| Work order |
Look through the data and write out every line with the word "internal" in it.

┄┄┄┄┄┄

PR #2543, opened 2026-05-03
fix(workspace-server): surface structured provider registry on /templates (#235)

HongmingWang-Rabbit:
## Summary

Add `provider_registry` field to `/templates` response, sourced from the template's TOP-LEVEL `providers:` block. Each entry carries `name`, `auth_mode`, `model_prefixes`, `model_aliases`, `base_url`, `auth_env`. Existing `providers` slug list (from `runtime_config.providers`) is unchanged — both shapes coexist and are independent.

## Why

Audit #253 (closed-at-code-merged failure mode audit) flagged task #235 as a HIGH-severity contract drift: marked completed, but `templates.go` only ever emitted the slug list — the structured ProviderEntry shape the description promised was never plumbed.

In production today:
- `claude-code` ships a top-level `providers:` block with 6+ structured entries (anthropic-oauth, anthropic-api, xiaomi-mimo, minimax, zai, moonshot…)
- `hermes` still uses `runtime_config.providers: [nous, openrouter, …]` slug list
- canvas's `ProviderModelSelector` derives provider taxonomy from per-model `required_env` because the structured payload was never surfaced

The canvas comment already anticipates this fix: *"Vendor is inferred via prefix rules below. Templates that ship explicit vendor metadata (future) should override the heuristic."* This PR makes that "future" the present — the canvas can optionally drop its prefix-inference fallback for registry-shipping templates in a separate PR.

## Backwards compat

Purely additive. The new field uses `omitempty` so templates without the top-level block emit nothing (not `null` — that would break Array.isArray on the canvas). Existing slug list (`providers`) is untouched, all 5 existing tests in `templates_test.go` still pass.

## Test plan

- [x] `TestTemplatesList_SurfacesProviderRegistry` — claude-code-shaped fixture, asserts:
  - 2 entries in declaration order
  - field plumbing on first (oauth) and second (third-party) entries
  - wire-shape gate (`provider_registry` JSON tag) to catch struct-tag renames
- [x] `TestTemplatesList_OmitsProviderRegistryWhenAbsent` — hermes-shaped fixture, asserts:
  - new field absent (omitempty)
  - existing `providers` slug list still present
- [x] All 9 `TestTemplatesList_*` tests pass locally
- [ ] CI: `Platform (Go)`

Closes #254 / reconciles #235.

### DIFF
--- a/workspace-server/internal/handlers/templates.go
+++ b/workspace-server/internal/handlers/templates.go
@@ -45,6 +45,28 @@ type modelSpec struct {
 	RequiredEnv []string `json:"required_env,omitempty" yaml:"required_env"`
 }
 
+// providerRegistryEntry mirrors a row from a template's top-level
+// `providers:` registry block (claude-code, hermes, etc.). Each entry
+// fully describes one provider: its name, auth flow, the model id
+// prefixes/aliases that route to it, an optional base_url override, and
+// the env vars required to authenticate.
+//
+// This is the structured taxonomy the canvas's ProviderModelSelector
+// comment anticipates ("Templates that ship explicit vendor metadata
+// (future) should override the heuristic.") — surfacing it here lets
+// the canvas drop its prefix-inference fallback for templates that ship
+// an explicit registry. Templates without the block omit the field
+// (omitempty); the canvas falls back to its current per-model
+// required_env derivation.
+type providerRegistryEntry struct {
+	Name          string   `json:"name" yaml:"name"`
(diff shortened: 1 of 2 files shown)


hongmingwang-moleculeai (approved):
Closes the #235 contract drift caught by audit #253. Pure additive backend change: new `provider_registry` field reading top-level `providers:` block, slug list unchanged, omitempty so legacy templates emit nothing. 3 new tests including order preservation + wire-shape gate.

PR #2558, opened 2026-05-03
fix(a2a): enqueue Task before TaskStatusUpdateEvent for v1 SDK contract

HongmingWang-Rabbit:
## Summary

`a2a-sdk` ≥ 1.0 raises `InvalidAgentResponseError` when an executor publishes a `TaskStatusUpdateEvent` (e.g. via `TaskUpdater.start_work`) before any `Task` event for fresh requests. The framework only auto-creates the Task on continuation messages (existing `task_id` resolves via `task_manager.get_task`); new requests leave `_task_created` unset and the SDK validation at `a2a/server/agent_execution/active_task.py` rejects the first status update.

PR #2170 migrated the executor surface to v1 but missed this contract. The synthetic E2E gate has caught it on every staging run for ~7 hours+ (3 consecutive runs against 3 different commits, all failing identically):

```
{"jsonrpc":"2.0","id":"e2e-msg-1","error":{"code":-32603,
 "message":"Agent should enqueue Task before TaskStatusUpdateEvent
 event","data":null}}
```

## Fix

In `_core_execute()`, enqueue a `Task(state=SUBMITTED)` before the `TaskUpdater` is constructed, gated on `context.current_task is None` so continuation messages don't double-enqueue (which the SDK logs about but doesn't reject).

## Tests

- `test_first_event_is_task_for_new_request` — pins the new-request path: first enqueue must be a `Task` with the expected id/context_id
- `test_no_task_enqueue_on_continuation` — pins the continuation path: when `context.current_task` is set, the executor must NOT re-enqueue Task
- `conftest.py` extended with stubs for `Task` / `TaskStatus` / `TaskState` so the import inside the executor resolves under unit tests

All 45 tests pass (43 existing + 2 new).

## Scope notes

- google-adk adapter does not have this bug — its `execute()` only emits `Message` events. Its `cancel()` does emit one TaskStatusUpdateEvent, but cancel is rarely-invoked and out of scope here.
- Unit tests can't fully replicate the SDK's framework-level validation (mocks bypass it), so the synthetic E2E gate remains the live verification — next firing after merge → publish-runtime cascade → next synth-E2E should go green at step "8/11 Sending A2A message to parent — expecting agent response".

## Verification path

1. Merge → publish-runtime cascade kicks (workspace/** path-filter trigger)
2. Wheel uploads to PyPI → wheel smoke verifies imports
3. Template image rebuild on the 4 manifest entries (claude-code, hermes, openclaw, codex)
4. Next synth-E2E firing on staging (cron every 20 min, on :00 :20 :40) provisions a fresh langgraph workspace and exercises the A2A path

## Related

- Bug introduced by #2170 (a2a-sdk v0→v1 migration)
- Surfaced by the synth-E2E gate (#2342) doing exactly what it was built for
- Memory note will be updated to track v1-contract pattern alongside renamed-symbols list

### DIFF
--- a/workspace/a2a_executor.py
+++ b/workspace/a2a_executor.py
@@ -268,6 +268,26 @@ class LangGraphA2AExecutor(AgentExecutor):
             task_id = context.task_id or str(uuid.uuid4())
             context_id = context.context_id or str(uuid.uuid4())
 
+            # A2A v1 contract (a2a-sdk ≥ 1.0): enqueue a Task event before any
+            # TaskStatusUpdateEvent. The framework only auto-creates the Task
+            # on continuation messages (existing task_id resolves via
+            # task_manager.get_task()). For fresh requests get_task() returns
+            # None and the SDK rejects the first status update with
+            # InvalidAgentResponseError("Agent should enqueue Task before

┄┄┄┄┄┄

| Response box |
--- a/workspace-server/internal/handlers/templates.go
+++ b/workspace-server/internal/handlers/templates.go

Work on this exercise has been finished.